Sunday, October 17, 2010

IT LIVES!


After hacking away at this thing FAR MORE than I had intended to, the diode test fixture works, again. Having displaced the guts enough to tackle some metalwork, I bored out the power supply connector hole to accept a DB-9 connector that will support all power feeds, though I've retained the banana connectors for the variable supply for convenience.

After plumbing that in, I applied power only to learn that I'd lost a channel. Following a bit of hair pulling (from the front, naturally), I isolated a poor solder joint on one of the three breadboards. Closed it up and discovered that while I'd fixed the channel I was working on another channel took a shit. Traced that to the same board, repaired it.. gently tucked everything away and closed the lid. You'll just have to live without gutshot of the most current incarnation, sorry. Imagine a lot of wires that have been cut and spliced numerous times and three ugly breadboards.
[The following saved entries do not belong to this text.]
PR #3876, opened 2025-07-10
[maintainence] upgrade node to 22.x

Faye-Xiao:

- [ ] Component `README.md`
- [ ] Tests
- [ ] Accessibility tests

### DIFF
--- a/.nvmrc
+++ b/.nvmrc
@@ -1,1 +1,1 @@
-lts/hydrogen
+22.14.0
--- a/package.json
+++ b/package.json
@@ -4,8 +4,8 @@
   "license": "Apache-2.0",
   "private": true,
   "engines": {
-    "node": ">=18.16.0",
-    "npm": ">=9.5.1"
+    "node": ">=18.20.4",
+    "npm": ">=10.7.0"
   },
   "repository": {
     "type": "git",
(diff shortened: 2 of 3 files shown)


Faye-Xiao:
Percy failed due to the flaky tests.

package.json
```diff
@@ -4,8 +4,8 @@
   "license": "Apache-2.0",
   "private": true,
   "engines": {
-    "node": ">=18.16.0",
-    "npm": ">=9.5.1"
+    "node": ">=18.20.4",
+    "npm": ">=10.7.0"
```
GCpigsic, line 8: Why do we need to change it?

GCpigsic (approved):

package.json
Faye-Xiao: To make it consistent with the Global component and the internal consumer microsite.

.nvmrc
```diff
@@ -1 +1 @@
-lts/hydrogen
+22.14.0
```
gert-janvercauteren, line 1: Should we use lts/jod for this?

Faye-Xiao: No strong need for this. Let's make it consistent with the global component first.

Here's a couple face shots:





These numbers are meaningless in terms of absolute voltage. I have traded accuracy for precision. Here is a shot that demonstrates the sort of swing one gets from a change in temperature, my finger throwing off the readings of channel D (it took about 20-30 seconds to drop that far and it hadn't finished dropping).



That is why all matching of semiconductors takes so long, one must allow the part to thermally stabilise or any readings are essentially useless.